I smile when he says that. “Yes. That’s exactly what I meant. Do you need me to come home and give you a hug?”

He nods. “I do, Lily. Come home.”






Chapter Thirty-Five Atlas

“Aren’t you rich?” Brad asks. “Couldn’t you hire people to do this for you?”

“I own two restaurants. I’m not even close to rich. And why would I hire someone when I have you guys?”

“At least we’re going downstairs,” Theo says.

“Take notes from your son, Brad. Silver lining.”

We don’t have much left to move. Lily didn’t need a lot of her stuff since my house is already furnished, so she donated most of it to a local domestic violence shelter. We should have her apartment completely cleared out by this afternoon.

Brad is the only person I know with a truck, so he and Theo have been helping us load the things we can’t fit into our cars. Emerson’s crib, Lily’s living room television, some of the artwork hanging on her walls.

Josh lucked out. He’s at baseball practice, so he didn’t have to help with the move.

I was surprised when he came home a few months ago and told me he had signed up for tryouts. He made the team and has been giving it everything he has. Between Lily and I, we haven’t missed a single game.

I texted our mother his schedule, but so far she hasn’t shown up to a game. She’s only shown up once to the dinners we started having every Tuesday night. I was hoping she would want to be more involved, but I’m not surprised she isn’t. I doubt Josh is surprised, either. We don’t focus too much on what isn’t working out in our lives. We focus on what is, and there’s a lot to be grateful for. The two main things being that I was able to get custody of Josh, and Lily and Emerson are moving in with us. Funny how drastically life can change on a dime.

The Atlas of last year wouldn’t know what to think of the Atlas of this year.

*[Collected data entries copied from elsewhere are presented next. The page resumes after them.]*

PR #76, opened 2023-10-27
Fix CI. Make `call` and `call_with_address` return decoded results

pmikolajczyk41:
CI:
 - Makefile should fail if any example fails
 - do not treat `target` directory as an example

Session:
 - make `call` and `call_with_address` return decoded results (`Vec<u8>` is useless)

### DIFF
--- a/Makefile
+++ b/Makefile
@@ -1,7 +1,7 @@
 .PHONY: run build lint test_examples clean help
 
 EXAMPLES = ./examples
-EXAMPLES_PATHS := $(shell find $(EXAMPLES) -mindepth 1 -maxdepth 1 -type d)
+EXAMPLES_PATHS := $(shell find $(EXAMPLES) -mindepth 1 -maxdepth 2 -name Cargo.toml -exec dirname "{}" \;)
 EXAMPLES_TARGET = ./examples/target
 
 run: ## Run the project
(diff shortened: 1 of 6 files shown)


Makefile
```diff
@@ -17,8 +17,9 @@ lint: ## Run the linter
 test_examples: ## Run tests for the examples
 	@mkdir -p $(EXAMPLES_TARGET)
 	@for dir in $(EXAMPLES_PATHS); do \
-		echo "Processing $$dir" ; \
-		cargo test --quiet --manifest-path $$dir/Cargo.toml --release --target-dir $(EXAMPLES_TARGET); \
+		if [ $$dir = $(EXAMPLES_TARGET) ]; then continue; fi; \
+		echo "Processing $$dir"; \
+		cargo test --quiet --manifest-path $$dir/Cargo.toml --release --target-dir $(EXAMPLES_TARGET) || exit 1; \
```
deuszx, line 21: 🙊

Makefile
```diff
@@ -17,8 +17,9 @@ lint: ## Run the linter
 test_examples: ## Run tests for the examples
 	@mkdir -p $(EXAMPLES_TARGET)
 	@for dir in $(EXAMPLES_PATHS); do \
-		echo "Processing $$dir" ; \
-		cargo test --quiet --manifest-path $$dir/Cargo.toml --release --target-dir $(EXAMPLES_TARGET); \
+		if [ $$dir = $(EXAMPLES_TARGET) ]; then continue; fi; \
```
deuszx: Can you check whether changing `EXAMPLES_PATHS` to sth like
```
EXAMPLES_PATHS := $(shell find $(EXAMPLES)-mindepth 1 -maxdepth 1 -name Cargo.toml | xargs dirname)
```
help here? i.e. allow for getting rid of this little hack

deuszx (approved):

Makefile
pmikolajczyk41: had to change it a bit, but in the end hack was removed :)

Lily is heading up the stairs right as I reach the bottom of them. She grins and gives me a kiss in passing, then runs up the rest of the steps.

Theo shakes his head. “Still can’t believe you made it this far with her.” He hoists his box up with his knee and then presses his back against the exit door to push it open. He holds it open for me and Brad, but I pause once we’re in the parking garage.

There’s a car that resembles Ryle’s pulling into a parking spot a few spaces away from Brad’s truck.

A sense of dread washes over me. I haven’t had a single interaction with him since that day he attempted to fight me at my restaurant, but that was months ago. I have no idea how much he’s warmed up to the idea of me and Lily, but from the look he’s shooting in my direction, it doesn’t seem like he’s warmed up much.

Someone else is with him. A man gets out of the passenger seat, and from what Lily has told me, it looks like he could be Ryle’s brother-in-law. I’ve met Lily’s mother, and I’ve met Allysa and Rylee, but I’ve never met Marshall.

I walk over to Brad’s truck and load up the box I’m carrying, but I’m watching Ryle’s car the whole time. Theo and Brad head back inside, unaware of Ryle’s presence. Marshall lifts Emerson out of the backseat and closes the door. Ryle remains in the car as Marshall walks Emerson in my direction.